This article from MIT Technology Review argues that the near-simultaneous release of the PlayStation 4 and Xbox One may mark the last wave of consoles, at least as we know them. Not so sure I agree with that, but the article makes some interesting points. Though this generation of consoles is clearly superior to the ones they replace, the technological leap is clearly much smaller than the previous one. In addition, the gaming market has become fragmented, with smartphone and tablet gaming grabbing a significant and, depending how you calculate things, perhaps majority slice of the pie.
Downloadable games such as Angry Birds and Minecraft, which play on mobile phones and basic PCs, now constitute a major part of the industry (in April this year, Angry Birds developer Rovio estimated that its games have been downloaded 1.7 billion times, while in 2012, Minecraft earned its independent creator, Markus Persson, more than $100 million).
There’s no question that franchises like Call of Duty are still selling big. The argument is that the value perception of each new console release is declining and the number of consoles sold is declining accordingly.

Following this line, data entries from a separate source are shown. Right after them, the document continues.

PR #677, opened 2020-07-24
Performance/openmp schedule mutex

kks32:
**Describe the PR**
Duplicate of #676 
Mutex locks take a significant amount of time in OpenMP parallel versions of the code. This update is to reduce the lock by trying a spinlock and reduce the wait times across threads. 

Enable setting the chunk size in OpenMP schedule using
```
export OMP_SCHEDULE="static, 4"
```
This allows for a finer control without having to recompile for different chunk sizes when running different problems. If the variable is not set, the code will still run.

**Additional context**
Spinlocks vs mutexes are a computational bottleneck. However, we cannot use std::atomic, so this is a good workaround the lack of std::atomic support for Eigen and Vector containers. The speed is improved by about 4 - 5 % for the 3D hydrostatic column.

| **OMP Schedule static chunk size** | **Time (s)** | **Speedup** |
|--------------------------------|----------|---------|
| no schedule                    | 742      | 1       |
| 4                              | 725.3    | 1.023   |
| **16**                             | 721.5    | **1.028**   |
| 128                            | 735.2    | 1.009   |
| 512                            | 736.7    | 1.007   |
| 1000                           | 760      | 0.976   |
| **SpinMutex with Chunk-4**         | 711      | **1.044**   |

### DIFF
--- a/README.md
+++ b/README.md
@@ -178,6 +178,7 @@ The CB-Geo MPM code uses a `JSON` file for input configuration. To run the mpm c
 For example:
 
 ```
+export OMP_SCHEDULE="static, 4"
 ./mpm -f /path/to/input-dir/ -i mpm-usf-3d.json -p 8
 ```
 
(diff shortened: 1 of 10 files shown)


kks32:
This is just a duplicate of #676  as I couldn't get the CI to work

bodhinandach (approved):
Thanks @kks32!

ezrayst:
Alright, thanks @kks32! LGTM!

ezrayst (approved):

PR #681, opened 2020-07-29
[Solver] Semi-implicit Navier-Stokes solver

### LINKED ISSUE #634: Semi-Implicit Navier-Stokes solver for incompressible flow
## Summary

This RFC is to propose the Navier-Stokes solver in branch `solver/navier-stokes`. The NS solver utilized semi-implicit Chorin's projection scheme which is mainly to be used for modeling incompressible fluids.

## Motivation

To extend the capability of treating internal incompressibility constraint more accurately particularly for simulations of fluid flows. The proposed method has been commonly studied in CFD community and proven to be one of the simplest yet efficient.

## Design Detail

The following classes and functionality were implemented:
1. `MPMSemiImplicitNavierStokes` solver class (this at the moment only works with point 2.)
2. A `FluidParticle` derived from `Particle` with some specialized class derivation. (Will be refactor following #637, #654, #673)
3. Linear solvers and assembler classes based on Eigen.

a. The assembler class is made to assemble the global system of equations. First, all nodes will be assigned an `active_id` to specify the index of each node in the global systems of equations; this id is changing every time step as the particles move over the background grids. Then, when the explicit step is completed, a laplacian and RHS matrix are constructed in all cells. We store this local matrix with size of (nnodes x nnodes) as Eigen matrices in `Cell` along with the correction_matrix as:
```
  //! Local laplacian matrix
  Eigen::MatrixXd laplacian_matrix_;
  //! Local poisson RHS matrix
  Eigen::MatrixXd poisson_right_matrix_;
  //! Local correction RHS matrix
  Eigen::MatrixXd correction_matrix_;
```
These local matrices are by default has zero sizes, and only initialized when the `initialise_element_matrix` function is called by the solver. Each time set, the assembler job is to organize all the cell's local stiffness matrix to a global matrix and RHS vector and to apply constraints to the assembled systems through row-column modification.

b. The linear solver solves the given assembled coefficient matrix and RHS vector, and it is independent of dimension. The `solver_type` should be specified in the input .json.
```
virtual Eigen::VectorXd solve(const Eigen::SparseMatrix<double>& A,
                                const Eigen::VectorXd& b,
                                std::string solver_type) = 0;
```
c. Parallel solver capability is also added to improve the solver scalability and efficiency as previously noted in RFC #635.

4. Free-surface detection algorithms (both cheap and expensive detection were implemented) in `Mesh` class.
5. Some boundary conditions were implemented, e.g. pressure BC.
6. Some work on level-set signed distance computation if accurate free-surface detection method is considered.
7. Few testings have been added and few more will be added.

## Drawbacks

No drawbacks in performance at the moment. It will enrich the capability of the software in many ways. However, the implementation might cause the function derivatives to be a bit messy, particularly in `Cell` class where we need to store and construct some local element matrices. Further thoughts and suggestions are welcome.

## Rationale and Alternatives

After the merge of the NS solver, we can also extend the solver to be used for any incompressible Solid with minimum modification. Some further thoughts on including purely Implicit solver class is also possible for future development. They utilize very much the same structure and the capability can be extended from the proposed work. 

## Prior Art
Referring a lot to the work of @srhgk2:
1. Kularathna, S., & Soga, K. (2017). Implicit formulation of material point method for analysis of incompressible materials. Computer Methods in Applied Mechanics and Engineering, 313, 673-686.

## Changelog
1. Add details of linear solver and assembler class structure.
2. Add capability of parallel solver and other MPI processes in fluid particle.

bodhinandach:
**Describe the PR**
A draft PR to ease to check the solver structure.


include/cell.h
```diff
@@ -214,6 +214,66 @@ class Cell {
   //! Return rank
   unsigned rank() const;
 
+  //! Assign free surface
+  //! \param[in] free_surface boolean indicating free surface cell
+  void assign_free_surface(bool free_surface) { free_surface_ = free_surface; };
+
+  //! Return free surface bool
+  //! \retval free_surface_ indicating free surface cell
+  bool free_surface() { return free_surface_; };
```
kks32, line 223: Could you make all unaltered functions as const and add inline when appropriate?

include/cell.tcc
```diff
@@ -844,3 +844,107 @@ template <unsigned Tdim>
 inline unsigned mpm::Cell<Tdim>::previous_mpirank() const {
   return this->previous_mpirank_;
 }
+
+//! Map cell volume to nodes
+template <unsigned Tdim>
+bool mpm::Cell<Tdim>::map_cell_volume_to_nodes(unsigned phase) {
+  bool status = true;
+  try {
```
kks32, line 852: We don't need to use exception handling here, instead, use assert. A failure here will give incorrect results, so this should fail.

include/cell.tcc
```diff
@@ -844,3 +844,107 @@ template <unsigned Tdim>
...
+
+//! Return local node indices
+template <unsigned Tdim>
+Eigen::VectorXi mpm::Cell<Tdim>::local_node_indices() {
+  Eigen::VectorXi indices;
+  try {
+    indices.resize(nodes_.size());
+    indices.setZero();
+    unsigned node_idx = 0;
+    for (auto node_itr = nodes_.cbegin(); node_itr != nodes_.cend();
```
kks32, line 876: Would this be the same for both standard linear and GIMP elements?

include/cell.tcc
```diff
@@ -844,3 +844,107 @@ template <unsigned Tdim>
...
+  return status;
+}
+
+//! Compute local matrix of laplacian
+template <unsigned Tdim>
+void mpm::Cell<Tdim>::compute_local_laplacian(
+    const Eigen::MatrixXd& grad_shapefn, double pvolume,
+    double multiplier) noexcept {
+
+  std::lock_guard<std::mutex> guard(cell_mutex_);
```
kks32, line 919: Use mutex lock and unlock

include/cell.tcc
```diff
@@ -844,3 +844,107 @@ template <unsigned Tdim>
...
+  }
+  return indices;
+}
+
+//! Initialise element matrix
+template <unsigned Tdim>
+bool mpm::Cell<Tdim>::initialise_element_matrix() {
+  bool status = true;
+  if (this->status()) {
+    try {
```
kks32, line 892: We don't need an exception block

kks32 (changes requested):
Remove exception handling in core computational functions, if those block enter invalid regions, the code should crash.

[Partial review]

PR #682, opened 2020-08-03
[Solver] Explicit Modified Update Stress Last solver

bodhinandach:
**Describe the PR**
This PR quickly adds the explicit MUSL solver capability in our `mpm_explicit` solver. I thought it will be useful as the `mpm::StressUpdate::MUSL` is available, though never be used. Due to its considerably slower performance, if you think the MUSL option is not necessary, let's remove the MUSL option.

**Additional context**
The MUSL option is basically similar to USL stress update, though require one more time momentum update right before recomputing strain_rate and strain for stress update. I ran the benchmark tests in both serial and parallel and both are ok! The necessity to do `map_momentum_to_nodes` and the `compute_velocity` one more time add a bit more computation time, so I am not sure if it is so useful. Here is the time comparison for the 3D hydrostatic column test in our benchmark test run in my local machine.

| Stress Update                   | Runtime (s) |
|--------------------------|-------------------|
| USF                  | 512.5            |
| USL | 505.4             |
| MUSL       | 560.2             |

### DIFF
--- a/include/solvers/mpm_explicit.tcc
+++ b/include/solvers/mpm_explicit.tcc
@@ -288,11 +288,8 @@ bool mpm::MPMExplicit<Tdim>::solve() {
     // Apply particle velocity constraints
     mesh_->apply_particle_velocity_constraints();
 
-    // Update Stress Last
-    if (this->stress_update_ == mpm::StressUpdate::USL)
-      this->compute_stress_strain(phase);
     // Modified Update Stress Last
-    else if (this->stress_update_ == mpm::StressUpdate::MUSL) {
+    if (this->stress_update_ == mpm::StressUpdate::MUSL) {
 
 #pragma omp parallel sections
       {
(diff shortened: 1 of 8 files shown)


kks32 (changes requested):
Could we have separate functions inside MPMExplicit for USF, USL, MUSL. There will be some repetition, at least it would be clearer and we'll have fewer branching conditions

bodhinandach:
@kks32 I am okay. How you want to design or categorize them? I was thinking to call `initialise` node, `compute_mass_momentum`, and `compute_velocity` so that it was a set as the one done initially. However, the computational time becomes even slower as you do more mappings. Please feel free to commit your change @kks32.

include/solvers/mpm_explicit.tcc
```diff
@@ -288,9 +288,54 @@ bool mpm::MPMExplicit<Tdim>::solve() {
     // Apply particle velocity constraints
     mesh_->apply_particle_velocity_constraints();
 
+    // Modified Update Stress Last
+    if (this->stress_update_ == mpm::StressUpdate::MUSL) {
+
+#pragma omp parallel sections
```
kks32, line 294: Why do we need parallel sections here?

kks32 (changes requested):
Update to the newer format to include MUSL #685

bodhinandach:
I am closing this PR and will reconsider the framework after looking at #685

Each new iteration of hardware brings a historical downward trend in console sales. Sony’s wildly successful PlayStation 2 sold 150 million consoles. Its successor sold 80 million. It appears that Sony and Microsoft both lose a lot of money on these devices. For these reasons, some people think this new generation of console hardware (including Nintendo’s beleaguered Wii-U, which has failed to capture consumers’ imaginations) may be the last.
For consumers, the decline in consoles is not only a symptom of broader choice (in the 1990s, consoles and PCs were the only way to play complex screen games) but also one of diminishing returns. Martin Hollis, designer of the seminal Nintendo 64 movie tie-in Goldeneye 007, told me: “With each iteration, the multiple of increased power matters less. Looking back, PlayStation 2 was a huge leap from PlayStation. But PlayStation 3 was a much smaller leap. Each time we climb a curve of diminishing returns.” Hollis, like many others, believes that most people who only casually play video games will remain unconvinced by the difference between the new versions of the consoles and the previous ones.
From a gaming point of view, smartphones, tablets, cloud solutions (like Steam and Gaikai) and consoles are all converging. Just as iOS and Android emerged as the last OS standing in the great smartphone dust-up, I suspect there will be just a few players left standing once the gaming chaos resolves itself.